Fibroblast differentiation into myofibroblasts and epithelial-mesenchymal transition (EMT) are key cellular events initiating the development of fibrosis. These cells appear to participate actively in tissue repair, but the production of excess ECM eventually reduces the respiratory function in the lung. We suggest the possibility that curcumin may inhibit the fibrogenic process in bleomycin lungs by affecting cellular processes such as cell proliferation, cell differentiation, production of inflammatory and fibrotic cell mediators [55,56,57,58,59]. Saidi et al. [56] have shown that curcumin inhibited TGF-β1-dependent lung fibroblast differentiation of human lung CCD-19Lu fibroblasts. Furthermore, these authors have reported that the expression of alpha smooth muscle actin (α-SMA), a profibrotic marker, was reduced, and the levels of both soluble and insoluble collagen were reduced to values comparable to those found in undifferentiated fibroblasts. Liu et al. [58] have reported that curcumin displayed anti-fibrosis property by inhibiting TGF-β induced differentiation of mouse lung fibroblasts to myofibroblasts, possibly mediated by the regulation of the expression of peroxisome proliferator activated receptor γ (PPAR-γ) and platelet derived growth factor R β (PDGFR-β). Thus, curcumin inhibition of cellular processes and fibrogenic mediator/cytokine (in our case TGF-β1) expression opens up the possibility that this would have negative impact on inflammation and development of fibrosis. TGF-β1, a profibrotic cytokine, is involved in the fibrotic response because of its ability to stimulate synthesis of ECM macromolecules, while inhibiting their degradation [13, 60]. Bronchiolar epithelial cells and interstitial fibroblasts express TGF-β1 under normal conditions. Cellular sources of TGF-β1 during tissue injury and inflammation include macrophages and mesenchymal, endothelial and mesothelial cells of the lung [61]. Lung biopsies from fibrotic subjects display increased expression of TGF-β1 [60,61,62]. Hoyt and Lazo [63] have shown enhanced TGF-β1 mRNA and protein content that occur before the increased expression of collagens in BLM-induced pulmonary fibrosis [63]. Giri et al. [64] have reported the importance of TGF-β1 on bleomycin induced accumulation of lung collagen using a neutralizing antibody to TGF-β1. In the present study, curcumin treatment significantly suppressed AM release of TGF-β1 in BLM rats.

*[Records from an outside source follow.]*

PR #272, opened 2024-02-29
Use default target hierarchy to setup build targets

### LINKED ISSUE #147: Use default target hierarchy to setup build targets
The build script could be cleaner with the default target hierarchy (https://kotlinlang.org/docs/whatsnew1820.html#new-approach-to-source-set-hierarchy).

And it'll be enabled by default in the future: https://youtrack.jetbrains.com/issue/KT-58676

whyoleg:
Fixes #147 

**Note: using `applyDefaultHierarchyTemplate` with extended hierarchy is `experimental` + accessors for WasmJs and WasmWasi will be available only in KGP 2.0.**

Feel free to integrate it now or wait when above points will be resolved.

Minor additional changes:
* remove `IR` in JS target, as it's default now
* minor changes to use nicer APIs for js testTasks and sourceSet dependencies
* group native targets declaration by platform, to better understand which targets are enabled - maybe it's fine to even inline `nativeTargets` function, so that all targets will be in one place


fzhinkin (approved):
LGTM. @whyoleg, thanks for taking care of it!

PR #276, opened 2024-03-05
Overload IOException constructor

### LINKED ISSUE #271: Add IOException constructor(message: Throwable?)
`IOException` lacks the secondary constructor `public constructor(message: Throwable?)`. The standard exceptions in the Kotlin stdlib and `java.io.IOException` (= the JVM actual) all have this constructor.

Would it be possible to add it?

Background: this would let us mechanically (without special casing this constructor) replace java.io.IOException with kotlinx.io.IOException as we migrate our codebase to KMP.

Goooler:
Closes #271.

### DIFF
--- a/core/common/src/-CommonPlatform.kt
+++ b/core/common/src/-CommonPlatform.kt
@@ -29,6 +29,7 @@ internal expect fun String.asUtf8ToByteArray(): ByteArray
 public expect open class IOException(message: String?, cause: Throwable?) : Exception {
     public constructor()
     public constructor(message: String?)
+    public constructor(cause: Throwable?)
 }
 
 /**
--- a/core/native/src/-NonJvmPlatform.kt
+++ b/core/native/src/-NonJvmPlatform.kt
@@ -30,7 +30,9 @@ public actual open class IOException actual constructor(
 ) : Exception(message, cause) {
     public actual constructor(message: String?) : this(message, null)
 
-    public actual constructor() : this(null)
+    public actual constructor(cause: Throwable?) : this(null, cause)
+
+    public actual constructor() : this(null, null)
 }
 
 public actual open class EOFException actual constructor(message: String?) : IOException(message) {
--- a/core/js/src/-PlatformJs.kt
+++ b/core/js/src/-PlatformJs.kt
@@ -15,7 +15,9 @@ public actual open class IOException actual constructor(
 ) : Exception(message, cause) {
     public actual constructor(message: String?) : this(message, null)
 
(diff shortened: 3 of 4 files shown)


core/native/src/-NonJvmPlatform.kt
```diff
@@ -30,7 +30,9 @@ public actual open class IOException actual constructor(
 ) : Exception(message, cause) {
     public actual constructor(message: String?) : this(message, null)
 
-    public actual constructor() : this(null)
+    public actual constructor(cause: Throwable?) : this(null, cause)
```
martinkretzschmar, line 33: The usual behavior of this exception constructor is `this(cause?.toString(), cause)`.

core/common/src/-CommonPlatform.kt
```diff
@@ -29,6 +29,7 @@ internal expect fun String.asUtf8ToByteArray(): ByteArray
 public expect open class IOException(message: String?, cause: Throwable?) : Exception {
     public constructor()
     public constructor(message: String?)
+    public constructor(cause: Throwable?)
```
fzhinkin, line 32: It does make sense to also add a constructor accepting both a message and a cause.

fzhinkin:
@Goooler thanks for opening the PR!
Please base the PR agains the `develop` branch, not the `master` (as per https://github.com/Kotlin/kotlinx-io/blob/master/CONTRIBUTING.md#submitting-changes).

fzhinkin (changes requested):

core/native/src/-NonJvmPlatform.kt
fzhinkin: I'd say it should be super(cause), and all other ctors should delegate to super ctors too.

Like here https://github.com/JetBrains/kotlin/blob/master/libraries/stdlib/wasm/src/kotlin/Exceptions.kt

core/common/src/-CommonPlatform.kt
Goooler: It's already handled by the primary constructor.

core/native/src/-NonJvmPlatform.kt
Goooler: I'll send a new PR after this gets merged.

fzhinkin (approved):

core/native/src/-NonJvmPlatform.kt
Goooler: It's in #281.

martinkretzschmar:
Thank you @Goooler!

PR #281, opened 2024-03-12
Remove exception primary constructors

Goooler:
Refs
- https://github.com/JetBrains/kotlin/blob/c961c15729f675c680d2351e8bce4ca9c9d08546/libraries/stdlib/wasm/src/kotlin/Exceptions.kt
- https://github.com/Kotlin/kotlinx-io/pull/276#discussion_r1520028548


fzhinkin (approved):
Thank you for fixing it!

Issue #241, opened 2023-11-24
Files and FileSystems support


fzhinkin:
The ability to work with files and filesystems is one of the crucial features that a programming language could provide through its standard library. Even if an application is not built around reading and writing data from storage devices, it still may need access to a filesystem to, for example, read configuration files or write logs.

A constant stream of GitHub [issues](https://github.com/Kotlin/kotlinx-io/issues?q=is%3Aissue+label%3Afs) and feedback on `kotlinx-io` suggests a demand for fully-featured multiplatform files and filesystems API.

The API exposed through `kotlinx.io.files` package was created to provide some partial file support quickly and is neither well-designed nor covers basic user needs. I'm proposing to review it, extend or redesign it if necessary.

For the purposes of this proposal, file and filesystem-related features could be split into two coarse categories: basic and extended.
Basic features include the minimal necessary features required for working with files and filesystems, something one may expect from any FS-related API. Extended features include everything else.

### Basic features

Below is the list of features to be considered as basic file and filesystem features.

#### Paths

* concatenation/joining;
* segmentation (get a parent path, get file name, file extension);
* resolution (convert relative path to absolute);
* relativization (make a path relative to a base path).

#### FileSystem features

* create/delete files;
* create/delete directories;
* list the content of a directory;
* files/directory renaming/moving (both atomic and non-atomic);
* files copying;
* directory tree traversal;
* file/directory metadata querying and update (atime/mtime/size/etc., touch);
* basic permissions support (query and update);
* symbolic links support (create, resolve);
* query and change the current working dir;
* temporary file/directory creation.

#### Files

* read (including reading from an arbitrary offset/position);
* write (including writing at an arbitrary offset/position);
* truncate/resize.

#### FileSystems

* default system filesystem;
* filesystem aimed for testing.

Most of the features listed above are presented in the vast majority of modern filesystems. However, implementation details for some of them (like file metadata or permissions) vary significantly not only between different operating systems but also within filesystems on the same OS. The way these features will be supported should be decided during the design phase.

#### Extended features

Extended features include mainly OS- or FS-specific features, niche functionality, or something that is hard to implement reliably.
The list is non-exhaustive. 

#### Paths

* an ability to manipulate with a path corresponding to a filesystem not represented in a current system (i.e. ability to explicitly process Windows paths on Unix host; see [Dart paths package docs](https://pub.dev/documentation/path/latest/) for an example).

#### FileSystem features

[...]

PR #284, opened 2024-03-18
Support directory listing

### LINKED ISSUE #222: Support listing files in a directory Path
Listing files within a directory is one of the few file APIs my library tests require that `kotlinx-io` doesn't currently support.

Similar API references:

* [JVM File.listFiles](https://docs.oracle.com/javase/8/docs/api/java/io/File.html#listFiles--)
* [Apple Foundation NSFileManager.contentsOfDirectoryAtPath:error:](https://developer.apple.com/documentation/foundation/nsfilemanager/1414584-contentsofdirectoryatpath)
* [Okio FileSystem.list](https://square.github.io/okio/3.x/okio/okio/okio/-file-system/list.html)

fzhinkin:
It'll take a while to implement proper FS API (#241), so it does make sense to provide some API for listing directories for now.

Closes #222


core/common/src/files/FileSystem.kt
```diff
@@ -145,6 +145,20 @@ public sealed interface FileSystem {
...
+     * If path [directory] was an absolute path, a returned list will also contain absolute paths.
+     * If it was a relative path, a returned list will contain relative paths.
+     *
+     * @param directory a directory to list.
+     * @return a list of [directory]'s immediate children.
+     * @throws FileNotFoundException if [directory] does not exist.
+     * @throws IOException if [directory] points to something other than directory.
+     * @throws IOException if there was an underlying error preventing listing [directory] children.
+     */
+    public fun list(directory: Path): List<Path>
```
qwwdfsad, line 161: When looking at other ways to list the directory, folks typically avoid aggregating it in a single list, I suspect for multiple reasons:

* `opendir_at` and ability to be consistent when operating with a collection of paths (also, resolve 
* There are concerns w.r.t. performance and footprint: it is, in fact, a bulk operation that cannot be reasonably limited by the caller (and doesn't make them think to do so)
* [Kotlin-specific] "Lazy, iterable, closeable and countable sequence" is a core primitive for the filesystem, and `list` can be expressed in terms of sequence, while the opposite is not true

qwwdfsad: Probably worth considering a core methods returning a sequence and `toList` as a way to materialize it

fzhinkin: Then we need a closable sequence (which is not a thing, unlike Java's Stream).

qwwdfsad: There are other alternatives, such as `FS.forEachEntry(dir) { e -> }`.

My point was not to propose another solution but to highlight the potential pitfalls and point out that in other places, folks follow a different path [probably for a reason].
It's totally okay if you considered all of them and disregarded

core/common/test/files/SmokeFileTest.kt
```diff
@@ -443,6 +443,36 @@ class SmokeFileTest {
...
+        assertFailsWith<IOException> { SystemFileSystem.list(tmpFile) }
+
+        val dir = createTempPath().also {
+            SystemFileSystem.createDirectories(it)
+        }
+        assertEquals(emptyList(), SystemFileSystem.list(dir))
+
+        val subdir = Path(dir, "subdir").also {
+            SystemFileSystem.createDirectories(it)
+            SystemFileSystem.sink(Path(it, "file")).close()
```
shanshin, line 462: Why we create file here?

core/common/test/files/SmokeFileTest.kt
```diff
@@ -443,6 +443,36 @@ class SmokeFileTest {
...
+        }
+        assertEquals(listOf(subdir), SystemFileSystem.list(dir))
+
+        val file = Path(dir, "file").also {
+            SystemFileSystem.sink(it).close()
```
shanshin, line 467: Why not test other file types, such as symlinks?

core/common/src/files/FileSystem.kt
shanshin: It seems to me that ideally there should be something like what is in stdlib, but I'm not sure that this needs to be done right now.
Is it worth adding an API now that we know in advance that we will remove it soon?!

build-logic/src/main/kotlin/kotlinx/io/conventions/kotlinx-io-multiplatform.gradle.kts
```diff
@@ -80,6 +80,12 @@ kotlin {
                         group("androidNative")
                     }
                 }
+
+                group("nonAndroid") {
```
shanshin, line 84: Am I right that `nonAndroid` is now actually a synonym for `posix`?

core/common/test/files/SmokeFileTest.kt
fzhinkin: We don't support symlinks yet (in wasmWasi it was supported only to make other things work correctly).

core/common/test/files/SmokeFileTest.kt
fzhinkin: To ensure it won't be listed (i.e. that `list` is not recursive).

core/common/test/files/SmokeFileTest.kt
shanshin: Symlinks can't be listed from directory?

core/common/src/files/FileSystem.kt
fzhinkin: >  soon?!

It depends on how you perceive time, I'm afraid.

build-logic/src/main/kotlin/kotlinx/io/conventions/kotlinx-io-multiplatform.gradle.kts
fzhinkin: Well, the only POSIX certified target down there is macOs :)

core/common/test/files/SmokeFileTest.kt
fzhinkin: We don't have an API to create them for testing purposes. They can be listed, of course.

build-logic/src/main/kotlin/kotlinx/io/conventions/kotlinx-io-multiplatform.gradle.kts
shanshin: But for somehow we use posix API for all of them ))

shanshin: It's just that for me, JVM is also a non-Android, so this name was confused at first

fzhinkin: But Android is as POSIX as Linux

fzhinkin: Perhaps, `commonizedAsPosix`?

core/wasmWasi/test/WasiFsTest.kt
```diff
@@ -219,4 +219,14 @@ class WasiFsTest {
...
         }
     }
+
+    // https://github.com/nodejs/node/blob/6f4d6011ea1b448cf21f5d363c44e4a4c56ca34c/deps/uvwasi/src/uvwasi.c#L19
+    @Test
+    fun readdirUnsupportedOnWindows() {
+        if (!isWindows) return
+
+        assertFailsWith<IOException> {
+            SystemFileSystem.list(PreOpens.roots.first())
```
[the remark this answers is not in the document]
fzhinkin: I don't see how we can overcome this issue. Perhaps, the best thing we can do is explicitly document that directory listing does not work for wasmWasi target in conjunction with NodeJs on Windows.

build-logic/src/main/kotlin/kotlinx/io/conventions/kotlinx-io-multiplatform.gradle.kts
fzhinkin: Yet another strenuous attempt to give a better name:
- `nativeNonAndroid`
- rename `nonApple` to `nativeNonApple`

WDYT?

core/wasmWasi/test/WasiFsTest.kt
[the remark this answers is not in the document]
fzhinkin: Opened https://github.com/Kotlin/kotlinx-io/issues/312

Also, I'll document lack of support on NodeJs/Windows

core/common/test/files/SmokeFileTest.kt
shanshin: Issue https://github.com/Kotlin/kotlinx-io/issues/241

core/wasmWasi/test/WasiFsTest.kt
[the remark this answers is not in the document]
fzhinkin: Done

StefanOltmann:
Nice! :)

Issue #265, opened 2024-02-23
Kotlin/JS-modules no longer work in browser after #256


fzhinkin:
In #256 I refactored the interop with nodeJs modules providing filesystem support. If previously, only functionality related to files and filesystem didn't work in a browser (with UnsupportedOperationException being thrown), now an attempt to use anything declared in kotlinx-io-core leads to errors like this:
```
> Task :gradle-core-multiplatform:jsBrowserTest
Module not found: Error: Can't resolve 'buffer' in '/Users/Filipp.Zhinkin/Development/kotlinx-io-release-tests/build/js/packages/kotlinx-io-release-tests-gradle-core-multiplatform-test/kotlin'

BREAKING CHANGE: webpack < 5 used to include polyfills for node.js core modules by default.
This is no longer the case. Verify if you need this module and configure a polyfill for it.

If you want to include a polyfill, you need to:
        - add a fallback 'resolve.fallback: { "buffer": require.resolve("buffer/") }'
        - install 'buffer'
If you don't want to include a polyfill, you can use an empty module like this:
        resolve.fallback: { "buffer": false }
Module not found: Error: Can't resolve 'fs' in '/Users/Filipp.Zhinkin/Development/kotlinx-io-release-tests/build/js/packages/kotlinx-io-release-tests-gradle-core-multiplatform-test/kotlin'
Module not found: Error: Can't resolve 'os' in '/Users/Filipp.Zhinkin/Development/kotlinx-io-release-tests/build/js/packages/kotlinx-io-release-tests-gradle-core-multiplatform-test/kotlin'
```

It's a blocker as it makes kotlinx-io-core useless in nodeJs-less environments.

lppedd:
This really shows how much we need https://youtrack.jetbrains.com/issue/KT-47038.

This type of issue would be entirely avoidable.

joffrey-bion:
Is there any workaround for this?

joffrey-bion:
I just realized #256 was not released yet. I'm using 0.3.1 and I'm experiencing these errors already. So I'm not sure they are caused by the change you mention @fzhinkin

fzhinkin:
@joffrey-bion I checked it with 0.3.1 and got error messages, but the code using the library worked fine (modulo `UnsupportedOperationExcepion` on an attempt to use a filesystem). Could you please elaborate on what kind of error you're facing?

joffrey-bion:
[...]

PR #285, opened 2024-03-19
Trick the webpack to bypass its warnings on missing modules

fzhinkin:
Leftovers from #265

### DIFF
--- a/core/js/src/node/nodeModulesJs.kt
+++ b/core/js/src/node/nodeModulesJs.kt
@@ -7,7 +7,7 @@ package kotlinx.io.node
 
 internal actual val path: Path by lazy {
     try {
-        js("require(\"path\")")
+        js("eval('require')('path')")
     } catch (e: Throwable) {
         throw UnsupportedOperationException("Module 'path' could not be imported", e)
     }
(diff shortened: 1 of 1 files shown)


whyoleg (approved):
LGTM
But, is there a reason why Wasm and JS implementations are different?
In my experiments current approach works for both Wasm and JS, and so the implementation looks similar (except for minor differences in jsinterop for wasm vs js), so it's easier to understand the code and so could mostly copy-pasted

fzhinkin:
> But, is there a reason why Wasm and JS implementations are different?

There was a reason, but now it seems like it should be possible to unify it.

fzhinkin:
Filed https://github.com/Kotlin/kotlinx-io/issues/287 for unifying module loading

lppedd:
I've missed the discussion about this change. Why couldn't Webpack simply be configured to mute those warnings?

E.g., configure `externals`, or use the ignore plugin.

fzhinkin:
@lppedd If I understand correctly, it could be done on the library user side only, which is kinda lame. Instead, the root cause of the warning was fixed (well, not fixed, but muted).

lppedd:
@fzhinkin Thanks. I get that not displaying a warning consumer side is nice, but isn't it better to make the consumer aware of what is going on instead of hiding it? I mean, once I start working with K/JS I know that Webpack runs for `browser`, so I can fiddle with its configuration in case. This could be highlighted in the readme.

PR #286, opened 2024-03-19
Implement path normalization

### LINKED ISSUE #223: Support getting a canonical file Path

fzhinkin:
Closes #223

### DIFF
--- a/core/common/src/files/Paths.kt
+++ b/core/common/src/files/Paths.kt
@@ -41,6 +41,12 @@ public expect class Path {
     public val isAbsolute: Boolean
 
     /**
+     * Returns normalized version of this path where all `..` and `.` segments are resolved
+     * and all sequential path separators are collapsed.
+     */
+    public fun normalized(): Path
+
+    /**
      * Returns a string representation of this path.
      *
      * Note that the returned value will represent the same path as the value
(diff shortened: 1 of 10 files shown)


core/common/src/files/Paths.kt
```diff
@@ -174,3 +180,51 @@ private fun removeTrailingSeparatorsWindows(suffixLength: Int, path: String): St
     }
     return path.substring(0, idx)
 }
+
+internal fun Path.normalizedInternal(preserveDrive: Boolean, vararg separators: Char): String {
```
fzhinkin, line 184: It works incorrectly for UNC paths

fzhinkin: Will fix it

PR #967, opened 2016-03-23
deleted dead bool

lhoang29:
no more dead


lhoang29:
@JohnLangford good to merge?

The precise mechanism of suppression of macrophage TGF-β1 secretion in curcumin-treated BLM rats is not known at present, however, it is possible that curcumin may suppress activator protein-1 (AP-1), a transcription factor involved in TGF-β signaling pathway [65, 66], and results in the suppression of TGF-β1 expression. Interestingly, curcumin has been reported to be an inhibitor of AP-1 [67]. Thus, inhibition of TGF-β1 secretion might decrease inflammation and development of fibrosis because of its ability to influence ECM synthesis and deposition. This is supported by the decreased collagen synthesis and deposition in curcumin-treated BLM lungs as described above. We have recently demonstrated that curcumin treatment is associated with a profound inhibition of excess glycoproteins deposition in BLM-induced lung fibrosis [68]. Taken together, the present study demonstrates the significance of curcumin as an important therapeutic compound in not only inhibiting the amount of collagen being synthesized, but also regulating the amount of collagen available for crosslinking in lung fibrosis. Thus, curcumin may be a promising antifibrotic agent to prevent lung ECM remodeling in pulmonary fibrosis.